Nebraska
Week 6 storylines: Must-wins for Ole Miss and Nebraska, is Missouri a contender, can UNLV stay hot?
We’ve hit an interesting point in the 2024 college football calendar. The first month of the season is in the books.
We’re coming off a fantastic Week 5, which was highlighted by an instant classic between Georgia and Alabama but also featured another two dozen games of import. And next weekend (Oct. 12) is considered THE SATURDAY of the 2024 season with games like Ohio State–Oregon, Penn State–USC, Ole Miss–LSU, the Red River Rivalry and more.
So what about Week 6, first?
There’s just a single ranked-on-ranked matchup (No. 9 Missouri at No. 25 Texas A&M) this weekend, and previously anticipated games like Clemson–Florida State or UCF–Florida have lost a lot of their luster. ESPN’s College Gameday is going to Miami–Cal, a game which has the home team as a double-digit underdog.
Still, we only get 12 Saturdays in the regular-season, so although it looks like a bit of a sleepy slate, there are some very important games on the schedule. With the calendar flipping to October, this could be a trick-or-treat Week 6 for lots of teams.

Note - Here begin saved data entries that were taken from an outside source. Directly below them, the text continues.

PR #957, opened 2022-07-19
fix(StringQuotingEmitter): add missing patterns for double quoting

### LINKED ISSUE #953: Yaml Serialization is missing some tokens that need to be double quoted
Hello,

I found out that there are some special characters that are not being considered to be double quoted when serializing a Kubernetes object to yaml.
In the **StringQuotingEmitter** class, there is this regex:

`private static readonly Regex QuotedRegex =
            new Regex(@"^(\~|null|true|false|-?(0|[0-9]*)(\.[0-9]*)?([eE][-+]?[0-9]+)?)?$");`

This is not taking into consideration, at least, the following values "True", "TRUE", "False", "FALSE", "Y", "N", "y", "n", "Null" and "NULL".

vitorpmoreira:
Fixes #953  
**Added the missing patterns to the StringQuotingEmmiter** class to ensure that these values are double quoted when serializing to yaml.
Added a complementary Unit Test.

### DIFF
--- a/src/KubernetesClient.Models/StringQuotingEmitter.cs
+++ b/src/KubernetesClient.Models/StringQuotingEmitter.cs
@@ -8,7 +8,7 @@ namespace k8s
     // adapted from https://github.com/cloudbase/powershell-yaml/blob/master/powershell-yaml.psm1
     public class StringQuotingEmitter : ChainedEventEmitter
     {
-        // Patterns from https://yaml.org/spec/1.2/spec.html#id2804356
+        // Patterns from https://yaml.org/spec/1.2/spec.html#id2804356 and https://yaml.org/type/bool.html (spec v1.1)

I’ve delivered some early thoughts on Iowa-Ohio State and Michigan-Washington, but here are some other storylines catching my attention for Week 6:
Hey Missouri, are you a contender or pretender?
The Tigers are 4-0, but they’ve slipped in the polls because they totally underwhelmed against Boston College and Vanderbilt. There’s a very strong whiff of Paper Tiger to this 2024 Missouri team as their baseline stats (11th offense SP+, Top 10 defense) suggest this is a really quality team — only the eyes suggest otherwise.
For one, Missouri just looks slower and less athletic this season. BC and Vandy aren’t ripe with awesome athletes, and they had guys running away from Mizzou defenders a few times. The defense has been excellent on a down-to-down basis (No. 2 in success rate), but it has been susceptible to a couple of random big plays.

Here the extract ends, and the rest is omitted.